▶ [WHAT YOU SHOULD DO]: When you spot the word "testing" in a line of the data below, copy that line.

▶ [Collected data entries]:
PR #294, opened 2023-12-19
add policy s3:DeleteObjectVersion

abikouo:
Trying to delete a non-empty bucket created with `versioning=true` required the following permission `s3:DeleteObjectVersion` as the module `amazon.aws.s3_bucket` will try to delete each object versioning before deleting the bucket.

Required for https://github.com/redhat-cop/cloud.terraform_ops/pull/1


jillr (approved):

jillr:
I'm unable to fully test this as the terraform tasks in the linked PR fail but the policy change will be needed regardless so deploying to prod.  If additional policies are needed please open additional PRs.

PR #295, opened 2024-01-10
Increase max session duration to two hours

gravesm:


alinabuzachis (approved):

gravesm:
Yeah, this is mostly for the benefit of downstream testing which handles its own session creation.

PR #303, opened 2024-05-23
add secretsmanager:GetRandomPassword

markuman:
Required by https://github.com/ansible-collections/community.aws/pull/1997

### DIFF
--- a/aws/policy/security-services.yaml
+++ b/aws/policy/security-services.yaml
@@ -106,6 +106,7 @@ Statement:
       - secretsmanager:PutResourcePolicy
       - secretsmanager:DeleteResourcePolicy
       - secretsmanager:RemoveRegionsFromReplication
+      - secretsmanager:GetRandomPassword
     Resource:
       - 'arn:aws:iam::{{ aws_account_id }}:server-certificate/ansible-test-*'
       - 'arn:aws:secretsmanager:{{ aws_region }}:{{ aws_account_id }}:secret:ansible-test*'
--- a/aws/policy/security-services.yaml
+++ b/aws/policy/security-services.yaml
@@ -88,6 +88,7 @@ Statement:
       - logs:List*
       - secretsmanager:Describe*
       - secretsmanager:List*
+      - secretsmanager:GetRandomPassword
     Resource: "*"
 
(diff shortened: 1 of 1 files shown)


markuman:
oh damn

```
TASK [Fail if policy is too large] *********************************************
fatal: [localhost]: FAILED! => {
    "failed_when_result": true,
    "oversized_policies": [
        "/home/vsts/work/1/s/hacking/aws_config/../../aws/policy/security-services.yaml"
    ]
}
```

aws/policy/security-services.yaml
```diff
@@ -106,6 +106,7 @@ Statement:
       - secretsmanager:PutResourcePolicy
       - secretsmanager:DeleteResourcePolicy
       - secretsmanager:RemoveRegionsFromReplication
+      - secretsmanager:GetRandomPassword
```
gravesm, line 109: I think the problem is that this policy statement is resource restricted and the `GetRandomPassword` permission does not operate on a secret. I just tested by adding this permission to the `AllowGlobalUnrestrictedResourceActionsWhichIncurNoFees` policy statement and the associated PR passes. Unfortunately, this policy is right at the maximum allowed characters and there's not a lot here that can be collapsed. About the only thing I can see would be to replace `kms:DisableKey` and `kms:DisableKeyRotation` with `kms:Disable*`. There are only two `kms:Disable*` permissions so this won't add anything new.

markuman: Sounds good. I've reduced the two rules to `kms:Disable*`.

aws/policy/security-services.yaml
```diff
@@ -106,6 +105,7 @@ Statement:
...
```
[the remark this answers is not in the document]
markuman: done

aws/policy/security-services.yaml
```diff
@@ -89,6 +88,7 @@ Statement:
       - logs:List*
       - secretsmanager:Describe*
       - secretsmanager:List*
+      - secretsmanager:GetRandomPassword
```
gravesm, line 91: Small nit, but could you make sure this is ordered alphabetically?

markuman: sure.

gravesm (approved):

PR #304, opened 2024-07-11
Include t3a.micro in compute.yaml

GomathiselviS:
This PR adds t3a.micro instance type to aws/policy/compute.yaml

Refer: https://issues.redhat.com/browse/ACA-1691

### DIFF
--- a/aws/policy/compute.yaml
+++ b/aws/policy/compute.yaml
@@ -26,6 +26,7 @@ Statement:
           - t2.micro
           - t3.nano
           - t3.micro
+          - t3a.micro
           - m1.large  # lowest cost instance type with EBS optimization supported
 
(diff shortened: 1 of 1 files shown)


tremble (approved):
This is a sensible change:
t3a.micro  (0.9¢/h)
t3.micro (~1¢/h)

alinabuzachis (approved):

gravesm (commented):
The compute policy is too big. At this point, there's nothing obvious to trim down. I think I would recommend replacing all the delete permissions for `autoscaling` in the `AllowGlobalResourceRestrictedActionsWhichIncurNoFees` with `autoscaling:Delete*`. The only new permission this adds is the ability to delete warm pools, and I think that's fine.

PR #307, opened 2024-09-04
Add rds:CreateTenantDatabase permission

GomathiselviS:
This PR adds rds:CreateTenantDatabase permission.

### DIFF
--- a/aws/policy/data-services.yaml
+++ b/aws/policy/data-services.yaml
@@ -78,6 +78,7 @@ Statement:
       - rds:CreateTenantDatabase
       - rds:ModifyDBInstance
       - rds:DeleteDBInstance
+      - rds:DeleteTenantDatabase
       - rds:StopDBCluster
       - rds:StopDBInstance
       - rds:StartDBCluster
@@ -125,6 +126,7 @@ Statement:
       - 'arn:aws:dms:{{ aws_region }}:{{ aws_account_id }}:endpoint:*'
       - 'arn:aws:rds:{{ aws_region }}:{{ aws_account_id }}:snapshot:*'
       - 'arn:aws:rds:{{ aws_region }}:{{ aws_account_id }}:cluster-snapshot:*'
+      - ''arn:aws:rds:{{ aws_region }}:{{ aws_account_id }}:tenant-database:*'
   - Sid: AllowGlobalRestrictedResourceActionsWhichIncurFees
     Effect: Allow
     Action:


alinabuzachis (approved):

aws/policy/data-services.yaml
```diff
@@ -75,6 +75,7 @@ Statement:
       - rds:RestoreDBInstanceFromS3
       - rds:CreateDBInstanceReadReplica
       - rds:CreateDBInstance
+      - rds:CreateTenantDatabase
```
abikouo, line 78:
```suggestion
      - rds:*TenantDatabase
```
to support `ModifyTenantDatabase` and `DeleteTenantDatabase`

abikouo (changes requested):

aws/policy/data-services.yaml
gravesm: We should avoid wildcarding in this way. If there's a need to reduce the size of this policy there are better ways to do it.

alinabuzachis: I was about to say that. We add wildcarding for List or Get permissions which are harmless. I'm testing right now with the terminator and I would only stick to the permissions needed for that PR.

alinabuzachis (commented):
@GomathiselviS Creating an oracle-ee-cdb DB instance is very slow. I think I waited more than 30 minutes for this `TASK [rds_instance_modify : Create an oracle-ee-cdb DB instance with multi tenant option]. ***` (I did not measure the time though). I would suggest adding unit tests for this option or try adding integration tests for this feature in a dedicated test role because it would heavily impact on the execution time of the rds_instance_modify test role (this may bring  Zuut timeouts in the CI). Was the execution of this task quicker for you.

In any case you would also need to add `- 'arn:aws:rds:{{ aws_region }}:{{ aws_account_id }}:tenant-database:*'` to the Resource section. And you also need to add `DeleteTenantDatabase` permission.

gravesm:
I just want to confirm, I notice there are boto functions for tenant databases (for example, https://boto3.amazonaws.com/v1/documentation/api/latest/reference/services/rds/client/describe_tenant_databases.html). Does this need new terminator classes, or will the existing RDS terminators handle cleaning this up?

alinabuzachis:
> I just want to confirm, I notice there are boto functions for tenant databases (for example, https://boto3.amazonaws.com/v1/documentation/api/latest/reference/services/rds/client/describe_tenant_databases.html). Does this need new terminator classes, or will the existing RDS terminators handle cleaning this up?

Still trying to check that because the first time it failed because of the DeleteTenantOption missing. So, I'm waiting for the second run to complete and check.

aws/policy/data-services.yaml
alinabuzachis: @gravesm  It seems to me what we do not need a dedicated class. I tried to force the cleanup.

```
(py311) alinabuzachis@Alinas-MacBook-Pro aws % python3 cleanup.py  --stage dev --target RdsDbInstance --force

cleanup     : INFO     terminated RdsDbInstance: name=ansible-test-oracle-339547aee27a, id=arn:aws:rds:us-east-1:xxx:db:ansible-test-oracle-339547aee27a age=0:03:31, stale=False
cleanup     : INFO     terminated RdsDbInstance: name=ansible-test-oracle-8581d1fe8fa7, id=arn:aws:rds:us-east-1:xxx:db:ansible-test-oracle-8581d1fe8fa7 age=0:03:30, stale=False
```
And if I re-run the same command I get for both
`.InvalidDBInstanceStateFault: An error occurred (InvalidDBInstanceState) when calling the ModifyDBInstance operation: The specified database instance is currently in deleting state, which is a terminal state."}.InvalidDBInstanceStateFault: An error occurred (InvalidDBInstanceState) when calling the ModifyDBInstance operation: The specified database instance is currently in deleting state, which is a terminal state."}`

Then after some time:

▶ [ANSWER FOR THIS EXERCISE]:
Yeah, this is mostly for the benefit of downstream testing which handles its own session creation.
alinabuzachis: I was about to say that. We add wildcarding for List or Get permissions which are harmless. I'm testing right now with the terminator and I would only stick to the permissions needed for that PR.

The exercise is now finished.